Man calls it an error, God calls it an enmity.

Man calls it a liberty, God calls it lawlessness.

Man calls it a trifle, God calls it a tragedy.

Man calls it a mistake, God calls it madness.

Man calls it a weakness, God calls it willfulness.

The Psalmist comes to this realization in Psa 139:23 Search me, O God, and know my heart: try me, and know my thoughts: Psa 139:24 And see if there be any wicked way in me, and lead me in the way everlasting.

Psa 41:4 I said, LORD, be merciful unto me: heal my soul; for I have sinned against thee.

The Apostle Paul said in Romans chapter 7 Rom 7:22 For I delight in the law of God, in my inner being,

Rom 7:23 but I see in my members another law waging war against the law of my mind and making me captive to the law of sin that dwells in my members.

Rom 7:24 Wretched man that I am! Who will deliver me from this body of death?

Frderick the Great of Prussia was walking on the outskirts of Berlin when he encountered a very old man proceeding in the opposite direction.

“Who are you?” asked Frederick.

“I am a king,” replied the old man.

“A King!” laughed Frederick. “Over what kingdom do you reign?”

“Over myself” was the proud reply.

A reporter once asked the great evangelist D.L. Moody which people gave him the most trouble. He answered immediately, “I’ve had more trouble with D.L. Moody than any man alive.:

There are several approaches that have seen in History and even practice in our own lives.

First, We tend to Blame Others

The only thing some people learn from their mistakes is to blame them on others

Blaming others is something learned very young in live

Ken crockett tells this story in a book titled 911 handbook

One day when my son Scott was two years old, I heard him crying. I went into his room and my daughter Hannah, who was four, was there also. A plastic bat was lying on the floor.

"What happened to Scott?" I asked.

Hannah answered, "He hit his head."

"On what?"

She pointed toward the bat on the floor and said, "The bat."

"Where was the bat?"

She said, "In my hand."

Gen 3:9 But the LORD God called to the man and said to him, "Where are you?"

Gen 3:10 And he said, "I heard the sound of you in the garden, and I was afraid, because I was naked, and I hid myself."

Gen 3:11 He said, "Who told you that you were naked? Have you eaten of the tree of which I commanded you not to eat?"

Gen 3:12 The man said, "The woman whom you gave to be with me, she gave me fruit of the tree, and I ate."

Gen 3:13 Then the LORD God said to the woman, "What is this that you have done?" The woman said, "The serpent deceived me, and I ate."

Notice that all though God knows that the woman took the fruit of the tree first he starts by talking to Adam…

Adam puts blame on both Eve and God, The Eve Blames the serpent. But no one takes the blame for the sin…

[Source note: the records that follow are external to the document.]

PR #7059, opened 2017-04-03
[Hotfix] Optimize BaseLinkedList [OSF-7738]

mfraezz:
## Purpose
Optimize. 

`c` is a collection with 15 links. Old way:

If we are stopped for speeding we immediately offer an excuse, such as “I was going with the flow of traffic” (blaming someone else) or “I didn’t see the sign noting the speed change” (blaming something else). We try to excuse our behavior and lessen the guilt and even the consequence of our sin.

Cover up our sin

This is exactly what David did, After David committed adultery with Bathsheba and it was known that she was pregnant David came up with a plan to cover up his sin.

2Sa 11:8 Then David said to Uriah, "Go down to your house and wash your feet." And Uriah went out of the king’s house, and there followed him a present from the king.

2Sa 11:9 But Uriah slept at the door of the king’s house with all the servants of his lord, and did not go down to his house.

2Sa 11:14 In the morning David wrote a letter to Joab and sent it by the hand of Uriah.

2Sa 11:15 In the letter he wrote, "Set Uriah in the forefront of the hardest fighting, and then draw back from him, that he may be struck down, and die."

The consequences of covering up sin are grave.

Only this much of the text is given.